A polícia de Hong Kong deteve Leticia Wong, ex-vereadora e proprietária da livraria independente Hunter, por suspeita de sedição e branqueamento de capitais.
As autoridades irromperam na noite de quarta-feira no estabelecimento, situado no bairro operário de Sham Shui Po, e apreenderam livros que alegadamente incitavam ao ódio contra o Governo e a magistratura.
Wong, antiga integrante do Partido Cívico - uma das maiores formações pró-democracia da cidade, já dissolvida -, e outro homem detido enfrentam acusações de sedição e branqueamento de capitais, por receberem transferências de "organizações políticas estrangeiras".
O espaço estava há meses sob escrutínio das autoridades.

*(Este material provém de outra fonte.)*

PR #5323, opened 2026-04-03
feat(azure-stt): Possibility to change segmentation options during a call

rafallezanko:


rafallezanko:
Hi @chenghao-mou , I think it is a pretty straightforward change, so can you have a look? 😄 Thank you in advance!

Em 2025, após organizar uma feira do livro independente, a imprensa pró-governamental acusou-a de praticar "resistência suave", termo a que o Executivo recorre cada vez mais para assinalar formas não violentas de dissidência ideológica ou cultural.
A livraria tinha atraído a atenção policial em 2024, quando desafiou o veto oficioso à memória histórica ao vender velas e exibir cartazes de "35/5", numa referência velada ao 35.º aniversário da repressão militar de Tiananmen de 4 de junho de 1989, cuja vigília anual foi durante anos o maior símbolo das liberdades do território semiautónomo.
O processo reflete o impacto da Lei de Segurança Nacional imposta por Pequim em 2020, após protestos massivos a favor da democracia, e de novos regulamentos de defesa de segurança nacional impostos em 2024.
Ambos os enquadramentos legais redefiniram os limites da legalidade no centro financeiro ao tipificar crimes políticos como a sedição, com penas que podem chegar à prisão perpétua.
Como resultado, o ecossistema editorial de Hong Kong sofreu uma asfixia sistemática, com bibliotecas públicas a expurgar centenas de títulos, enquanto o setor independente tem denunciado um padrão de assédio através de inspeções sucessivas e novas exigências de licenciamento.
Estas dinâmicas, alertam, instauraram uma constante insegurança jurídica e um profundo desgaste anímico entre os criadores da ex-colónia britânica.